脱水酶 还原酶 生物化学 分子质量 化学 生物合成 大小排阻色谱法 聚丙烯酰胺凝胶电泳 立体化学
作者
Li‐Na Guo,Richard A. Dixon,Nancy L. Paiva
出处
期刊:Journal of Biological Chemistry [Elsevier BV]
卷期号:269 (35): 22372-22378 被引量:71
标识
DOI:10.1016/s0021-9258(17)31799-4
摘要

Pterocarpan phytoalexins are antimicrobial compounds in leguminous plants. The final step of biosynthesis, conversion of vestitone to medicarpin, was thought to be catalyzed by a single enzyme pterocarpan synthase. We have shown that the synthase activity observed in crude extracts of alfalfa suspension cell cultures is the sum of two independent enzymatic activities: vestitone reductase, which catalyzes the NADPH-dependent reduction of vestitone to 7,2'-dihydroxy-4'-methoxyisoflavanol (DMI), and DMI dehydratase, which catalyzes loss of water and closure of an ether ring to form medicarpin. The first enzyme, vestitone reductase, was purified 1,840-fold to homogeneity by a 5-step procedure.

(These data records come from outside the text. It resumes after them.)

PR #8476, opened 2019-12-12
Fixes #28423 - bump react-router-bootstrap

laviro:
bump react-router-bootstrap in foreman vendor-core
to the latest version (released 9 months ago)
and it seem to solve the issue

### DIFF
--- a/package.json
+++ b/package.json
@@ -26,9 +26,9 @@
     "@babel/core": "^7.7.0",
     "@storybook/react": "^3.2.17",
     "@storybook/storybook-deployer": "^2.0.0",
-    "@theforeman/builder": "^3.3.2",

Purified vestitone reductase showed a single band on SDS-polyacrylamide gel electrophoresis with an estimated molecular mass of 38 kDa. The native molecular mass measured by gel filtration was shown to be 34 kDa, indicating that vestitone reductase is a monomer. Vestitone reductase has strict substrate stereo specificity for (3R)-vestitone with a Km value of 45 microM. The second enzyme, DMI dehydratase, was partially purified 962-fold. DMI dehydratase had a native molecular mass of 38 kDa as estimated by gel filtration and a Km value of 5 microM for DMI. Both enzymes have a temperature optimum of 30 degrees C and a pH optimum of 6.0. The discovery of vestitone reductase and DMI dehydratase will facilitate future genetic manipulation of biosynthesis.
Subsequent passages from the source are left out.